How about some sort of pitch or oil throwing and then the fire arrows?


----------



## Alexandra (Mar 22, 2013)

DSCroxford said:


> How about some sort of pitch or oil throwing and then the fire arrows?



What would pitch or oil accomplish? Nothing. During medieval sieges trebuchets were often used to hurl flaming projectiles against stone-built castle walls. The walls were not breached by the fire even if the buildings within the castle's interior were burned to the ground. Until the invention of cannons stone walls were defeated by pounding them down or by mining their foundations. Fire was used for other things.


----------



## ALB2012 (Mar 23, 2013)

Hmm thought so...I might have to think of another scene for that. I have changed the rest of the scene a little anyway so someone  who was there now isn't who was supposed to be the rescuee. 

I think a cannon might be overkill

Thanks for the advice. No toasty tower for me... maybe someone just runs in and challenges the archer


----------



## Butterfly (Mar 23, 2013)

You could collapse the tower rather than burn it.

Can be done several ways, all with the use of sappers. They would dig tunnels under the main walls to compromise the structure.
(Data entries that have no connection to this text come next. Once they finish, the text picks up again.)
Issue #2649, opened 2017-05-30
Error with windows header from CoinOR inclusion?


jpfeuffer:
Unfortunately I think it happened what I saw when testing the CoinOR inclusion branch of @FabianAicheler.
With unity builds we can not include CoinOR because it somehow includes the windows headers.
Not 100% sure that it was this pull request, but maybe 80%.

```
Repository	https://github.com/OpenMS/OpenMS/blob/master/src/openms/source/KERNEL/ConsensusFeature.cpp
Build Log Line	116
Error	
 /.../OpenMS/src/openms/source/KERNEL/ConsensusFeature.cpp(224): error C2059: syntax error : '::' [C:\dev\NIGHTLY\builds\win8-VS10_x64-Debug\src\openms\OpenMS.vcxproj]
```

jpfeuffer:
I am not sure if we can give up on Unity builds. I need to compare the speed at some point. Windows is taking ages anyway and we need every second here if we want to add CI soon.

FabianAicheler:
So from eg https://stackoverflow.com/questions/27442885/syntax-error-with-stdnumeric-limitsmax my understanding is that we could try to #undef max whereever we find a problem or wrap the max call in parentheses.

Would that suffice? How would I test it/what is the difference between the travis builds (which the pull request passed) and the unity build?

jpfeuffer:
Travis is without windows unfortunately. Please add the label Windows-CI to your PR when you try to fix it. You will be the first tester.

jpfeuffer:
I found the problem... The build machine had an old contrib installed. The old CoinOR version defined its own min and max, while the new one actually uses the ones from the stdlib.
Good that we upgraded Coin. I will reopen until I installed new contribs.

jpfeuffer:
Worked.

PR #2664, opened 2017-05-31
Test global definition of NOMINMAX

jpfeuffer:


cbielow:
you can try it, but if the config.h header is included AFTER the problematic windows header, this will do nothing...

jpfeuffer:
how can you include it from the beginning?

cbielow:
new idea:
https://cmake.org/cmake/help/latest/command/add_definitions.html

this should work globally and be independent of include order

jpfeuffer:
win-ci

jpfeuffer:
labels do not work (builds after every comment) since the Jenkins plugin is complete crap

jpfeuffer:
win-ci

jpfeuffer:
win-ci

jpfeuffer:
win-ci

jpfeuffer:
Seems to work but we get a warning because of the macro redefinition in File.h/cpp. Should I remove the definitions in the files? What if the global compiler definition leads to problems someday?

hroest:
it seems we are not the only ones that have this issue, so we are in good company: https://bugzilla.mozilla.org/show_bug.cgi?id=830801

> What if the global compiler definition leads to problems someday?

lets deal with it when happens?

jpfeuffer:
win-ci

jpfeuffer:
Ok seems to work. But there are a lot of failing tests.

jpfeuffer:
Let's merge anyway. Seems to be another problem.

jpfeuffer:
Solves #2649

PR #2667, opened 2017-06-01
Fix/mzid XL-MS mods

enetz:
fixed an error with terminal modifications, that appeared when a cross-link modification would be possible at both the peptide terminal and the side chain of the terminal residue


timosachsenberg:
can you add a test for it?

enetz:
alright, will do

Where there#s no ground, there's no support.

Or ... depending on how the tower was built... it would possibly have an internal support frame built of wood kind of like a skeleton. They would dig through the outer walls and set fire to the internal gubbings. Thereby compromising the structure. Where there's no skeleton there's no holding it up.


----------



## ALB2012 (Mar 24, 2013)

Bah hit the wrong button....

Sadly sappers are not an option in this case but thanks for the suggestion I might keep that one in mind for the future. I think I am going to try and go for burning the outside covered in vines. The tower doesn't have to fall just be too dangerous to be inside. I wouldn't stay inside a burning tower.  
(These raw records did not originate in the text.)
PR #2668, opened 2017-06-01
[FIX] caught an overflow error in AScore

enetz:
the binomial coefficient can overflow the `double` type,
if the scored spectrum has too many peaks and matches.

Fixed it by catching the exception and setting the coefficient to the maximal possible `double`.

### DIFF
--- a/src/openms/source/ANALYSIS/ID/AScore.cpp
+++ b/src/openms/source/ANALYSIS/ID/AScore.cpp
@@ -195,7 +195,20 @@ namespace OpenMS
     // score = sum_{k=n..N}(\choose{N}{k}p^k(1-p)^{N-k})
     for (Size k = n; k <= N; ++k)
     {
-      double coeff = boost::math::binomial_coefficient<double>((unsigned int)N, (unsigned int)k);
+      double coeff = 0;
+
+      try
+      {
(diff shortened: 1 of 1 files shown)


timosachsenberg:
didn't we have similar issue before? would it be possible to calculate the log of it instead?

enetz:
Yes we had discussed this, but I had only solved it on my local branch.
This number is multiplied by other factors < 1 and the results summed up in a loop,
so a few overflows here do not necessarily result in a maximal score, the highest numbers I have seen even with a lot of overflows were much less than 500.

The function, that produces the overflow is the `boost::math::binomial_coefficient`
We could use a log by coding our own `binomial_coefficient_log` function, but that would also turn it into a different score.

cbielow:
not sure I understand it fully, but since pow1 and pow2 are very small you could
`score += exp( bin_coeff_log + pow1_log + pow2_log)`?
On another note: the computation of pow here is somewhat overly expensive, since it could be done iteratively (prone to numeric instability?) or at least as `exp(base, exponent)` (where exp() would nicely cancel out in the log case) see https://stackoverflow.com/questions/17891595/pow-vs-exp-performance

hroest:
in the meantime, should this fix go into `master` ?

timosachsenberg:
I will apply it to master. Using consexpr lookup tables might be the fastest option when we get c11.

Thanks for the suggestions everyone, you have given me ideas and dismissed some ideas.


----------



## The Unseemly (Mar 25, 2013)

Hey, hey I see 2 mages, you could always play around with that, hmm? Burning fireballs that don't affect your own side. It _is_ magic, after all.


----------



## ALB2012 (Mar 25, 2013)

Hehe yes. There might be some toasting going on from the mage side.
For the tower I am going with a ballista, the tower doesn't need to fall just be on fire. All the nice dry vines get burned.


----------



## wordwalker (Mar 25, 2013)

Part of the question is, how much of the tower is stone? For instance, it might be a stone shell with wooden spiralling stairs inside, built that way to get it up quickly rather than make it completely resiliant. Get enough flame inside there and the stairs go foosh.

Whenever we talk about burning fortresses, that's what we're considering: how much of it is solid stone and how much is wood or other materials built (or overgrown) around or within it.
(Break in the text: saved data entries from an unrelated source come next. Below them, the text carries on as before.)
PR #2669, opened 2017-06-01
Reduced memory allocated by MSGFPlusAdapter_test JVM

jpfeuffer:
Might fail on 32bit versions of Java or if not enough memory is available.


timosachsenberg:
+1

Then again, if the place was really meant as a minor defense it might not be stone at all. Or might have been damaged and they only had the manpower to patch it with wood, or...


----------



## ALB2012 (Mar 26, 2013)

I had the outer skin as stone but it has been ruined for ages. There is wood inside but not much, pretty much it is held up with the vines and such outside. I don't think a skin of wood would still be standing. I hadn't considered it being repaired though, that is good point, it may well have been a smaller community there more recently.  Thanks


----------



## SeverinR (Apr 2, 2013)

Greek fire - Wikipedia, the free encyclopedia
There is always Greek fire.  The stones won't burn, but the Greek fire would burn until it burns out. Any place it flows into would burn, the inhabitants could be forced out.
The nice thing, they throw water on it, it spreads the Greek fire, the fire is washed down deeper into the building.


----------



## ALB2012 (Apr 3, 2013)

I went with the outside being covered in dry vines and such and then it catches. Eventually the staircase goes (hence they can't get out and the old stones get hot and start to crack. One of the mages uses an ice/water spell and it turns to hot steam.


----------